Harry Redknapp – Portsmouth
A braver man than most, Redknapp crossed no man’s land twice. He became manager at Portsmouth in 2002 following his initial start as Director of Football, winning the Division One title and promotion to the Premier League. After a string of disagreements with the owner, Harry rather naively skipped along to Southampton a few weeks after exiting Fratton Park. The “Judas” jeers dissipated after a while when Redknapp’s replacement was swiftly shown the door at Portsmouth and having become rather disillusioned at St Mary’s, Harry skipped along back to his “spiritual home” and not only kept them in the Premier League but also won the FA Cup in 2008 and was given the Freedom of the City. Quite the triumphant return…until he was wooed by Tottenham Hotspur.

The list could go on and on. Examples are aplenty both in the English leagues and abroad: Kenny Dalglish at Liverpool, Kevin Keegan at Newcastle United, Fabio Capello at Real Madrid, David Moyes at West Ham, Carlo Ancelotti at Real Madrid, Zinedine Zidane at Real Madrid…seems to happen a lot at the Santiago Bernabéu doesn’t it?

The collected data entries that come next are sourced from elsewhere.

PR #124, opened 2020-08-30
Handle disconnect requests.

### LINKED ISSUE #123: Sending a Request::Disconnect to event loop handle causes panic
If I do something like this:

```
let event_loop = EventLoop::new(mqtt_options, REQUESTS_CAP).await;
let requests_tx = event_loop.handle();
requests_tx.send(Request::Disconnect).await;
```

It panics at state.rs:138 because it is unimplemented.

I'll send a patch which seems to fix this.

qwandor-google:
This should fix #123.


tekjar:
Thanks!! :)

PR #126, opened 2020-08-31
Use Bytes rather than String for LastWill.

### LINKED ISSUE #122: LastWill message is String instead of Vec<u8>
I am creating a Sparkplug™ B client as my first big Rust project. The Sparkplug™ B specification requires `LastWill` message be a binary Protocol Buffers type. But the type on rumqttc `LastWill` is `String`.

Is there any other way to create the connection using a `Vec<u8>` or `Bytes` or something of that nature as the data type for the `message` field of `LastWill` struct?

qwandor-google:
This also adds a constructor, consistent with Publish.

Fixes #122.

### DIFF
--- a/mqtt4bytes/src/packets/connect.rs
+++ b/mqtt4bytes/src/packets/connect.rs
@@ -1,4 +1,5 @@
 use alloc::string::String;
+use alloc::vec::Vec;
 use crate::*;
 use super::*;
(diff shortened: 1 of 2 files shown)


tekjar:
Thats fast. Thanks @qwandor-google . You are taking a lot of load off me :)

PR #129, opened 2020-09-05
Cleanup

### LINKED ISSUE #125: rustfmt everything
My editor is set to automatically run rustfmt on save. However, the rumqtt code hasn't been run through rustfmt before, so this always generates a bunch of spurious changes which I have to revert. How would people feel about running rustfmt over everything, to avoid this problem in future?

Alternatively, it might be possible to add a rustfmt.toml which disables it.

qwandor-google:
Run cargo fmt, and fix warnings about the return value of std::mem::replace being unused by just assigning instead.

Fixes #125.


tekjar:
Can you rebase?

qwandor-google:
Done.

PR #136, opened 2020-09-11
Change return type of rumqttc event loop

bastikr:
Hi!
First of all, thank you all for working on this very nice mqtt library. Looking through the code I was a little bit surprised by the choice that the rumqttc eventloop yielded
```rust
Result<(Option<Incoming>, Option<Outgoing>), ConnectionError>.
```
which made it non-obvious if it could be the case that both an incoming and an outgoing event would be available at the same time and/or if it might be possible that there might be no event at all. This pull request changes the return type to
```rust
Result<Event, ConnectionError>
```
where the event is just
```rust
pub enum Event {
    Incoming(Incoming),
    Outgoing(Outgoing),
}
```
However, since I'm not familiar with this code, there might be a good reason for the previous design choice, so please don't feel pressured to accept this pull request.

### DIFF
--- a/benchmarks/rumqttasync.rs
+++ b/benchmarks/rumqttasync.rs
@@ -1,4 +1,4 @@
-use rumqttc::{self, EventLoop, Incoming, MqttOptions, PublishRaw, QoS, Request};
+use rumqttc::{self, Event, EventLoop, Incoming, MqttOptions, PublishRaw, QoS, Request};
 use std::error::Error;
 use std::time::{Duration, Instant};
 
@@ -39,23 +39,11 @@ pub async fn start(id: &str, payload_size: usize, count: usize) -> Result<(), Bo
     let mut acks_count = 0;
     let start = Instant::now();
     loop {
-        let (notification, _) = eventloop.poll().await?;
-        let notification = match notification {
-            Some(n) => n,
-            None => continue,
-        };
-
-        match notification {
-            Incoming::PubAck(_puback) => {
-                acks_count += 1;
+        if let Event::Incoming(Incoming::PubAck(_)) = eventloop.poll().await? {
+            acks_count += 1;
+            if acks_count == count {
+                break;
             }
-            _notification => {
-                continue;
-            }
-        };
-
-        if acks_count == count {
-            break;
         }
     }
 
--- a/benchmarks/rumqttasyncqos0.rs
+++ b/benchmarks/rumqttasyncqos0.rs
@@ -1,4 +1,4 @@
-use rumqttc::{self, EventLoop, Incoming, MqttOptions, PublishRaw, QoS, Request};
+use rumqttc::{self, Event, EventLoop, Incoming, MqttOptions, PublishRaw, QoS, Request};
 use std::error::Error;
 use std::time::{Duration, Instant};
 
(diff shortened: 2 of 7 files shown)


tekjar:
Hi @bastikr . Thank you for the contribution. Return was `Option<Incoming>, Option<Outgoing>` due to historical reasons. Simultaneous Incoming and outgoing used to be possible before. But I removed it for simplicity.

As the client is externally polled, `Option<Incoming>, Option<Outgoing>` or `Option<Event>` will give a chance to do empty returns in future without breaking the API.

I don't mind either way but I'll need some consensus before merging. Is the current version not idiomatic?

bastikr:
Hi @tekjar!
I don't think it's a question of being idiomatic or not, it's more about ease of use and expectations. If I see that this function yields `(Option<Incoming>, Option<Outgoing>)`, I expect - or at least have to consider - that the returned value can be:
* `(i, o)`
* `(None, o)`
* `(i, None)`
* `(None, None)`

Now let's assume that we want to handle one specific outgoing and one specific incoming message. Matching is now really awkward:
```rust
match r {
  (Some(I(i)), None) => handle_i(i),
  (None, Some(O(o))) => handle_o(i),
  (Some(I(i)), Some(O(o))) => {handle_i(i); handle_o(o)}
  _ => ...
}
```
and we have to outsource the handling code into a separate function since it has to be used from different matching arms. Compare this to the proposed implementation:
```rust
match r {
  Event::Incoming(I(i)) => { /* handle case i here */ }
  Event::Outgoing(O(o)) => { /* handle case o here */ }
}
```
I prefer this variant by a lot. Do you think there will ever might be a reason to return an incoming and outgoing event together? I can't think of a reason at the moment but that does of course not mean there might not be one. What I don't understand is why you want to return an empty event. If there is nothing to do then there is no reason for a future to complete.

tekjar:
> Now let's assume that we want to handle one specific outgoing and one specific incoming message. Matching is now really awkward:
> 
> ```rust
> match r {
>   (Some(I(i)), None) => handle_i(i),
>   (None, Some(O(o))) => handle_o(i),
>   (Some(I(i)), Some(O(o))) => {handle_i(i); handle_o(o)}
>   _ => ...
> }
> ```

I usually do 

```rust
let (incoming, outgoing) = eventloop.poll.await?;

if let Some(incoming) = incoming {
    // handle incoming
}

if let Some(outgoing) = outgoing {
    // handle outgoing
}
```

What I like with your approach is that it explains  underlying behaviour of the eventloop
    - Either incoming or outgoing
    - Always returns either incoming or outgoing (can catch bugs with empty polls)

> Do you think there will ever might be a reason to return an incoming and outgoing event together

Previously `poll()` used to return everything that's happening with the eventloop. Incoming qos 1 publishes returns `(Publish, PubAck)`. 

For simplicity, I changed the return types to only return User requested network out packets like publish, subscribe etc. So pubacks are not reported in outgoing now. We might add it if someone requests it.

> What I don't understand is why you want to return an empty event. If there is nothing to do then there is no reason for a future to complete.

It's mostly about "something has happened" but "we don't want it report to the user". We can ignore this. I don't see going back to this architecture.

tekjar:
I'll think a bit about simultaneous incoming and outgoing and ping you in a day or two?

bastikr:
No worries, take your time. It's just a suggestion and absolutely not urgent.

tekjar:
Thank you @bastikr. I think this is the right direction to take. We can break in future if necessary.

PR #144, opened 2020-09-21
Add keywords and categories for crates.io.

qwandor-google:
This may make it easier for people to find these crates.


tekjar:
Thanks!!

PR #158, opened 2020-09-30
Fix subcrate versions

tekjar:


jplatte:
mqtt4bytes is part of the public API of rumqttc, so bumping it to a semver-incompatible version is itself a change that requires a semver-incompatible (breaking change) release. It won't affect many users I guess since there is no reason to directly depend on mqtt4bytes when using rumqttc, but it would be good to make sure this doesn't happen again.

PR #159, opened 2020-09-30
Expose constructor to create AsyncClient from senders.

qwandor-google:
This is useful for creating a fake `AsyncClient` for tests, and potentially also for applications which need to mix use of `AsyncClient` with the raw `Sender`s.

### DIFF
--- a/rumqttc/src/client.rs
+++ b/rumqttc/src/client.rs
@@ -29,7 +29,7 @@ pub struct AsyncClient {
 }
 
 impl AsyncClient {
-    /// Create a new `Client`
+    /// Create a new `AsyncClient`
     pub fn new(options: MqttOptions, cap: usize) -> (AsyncClient, EventLoop) {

Ask yourself if you would welcome a former manager back to you club. Who do you wish has never left and would one day return to save your team? Who do you wish had never set foot within 100 yards of the stadium in the first place, let alone ever come back?

It’s a fine balance between the old adages of ‘never say never’ and ‘never go back’. But if football didn’t have these little quirks and twists in the plotline then would it be quite as fun?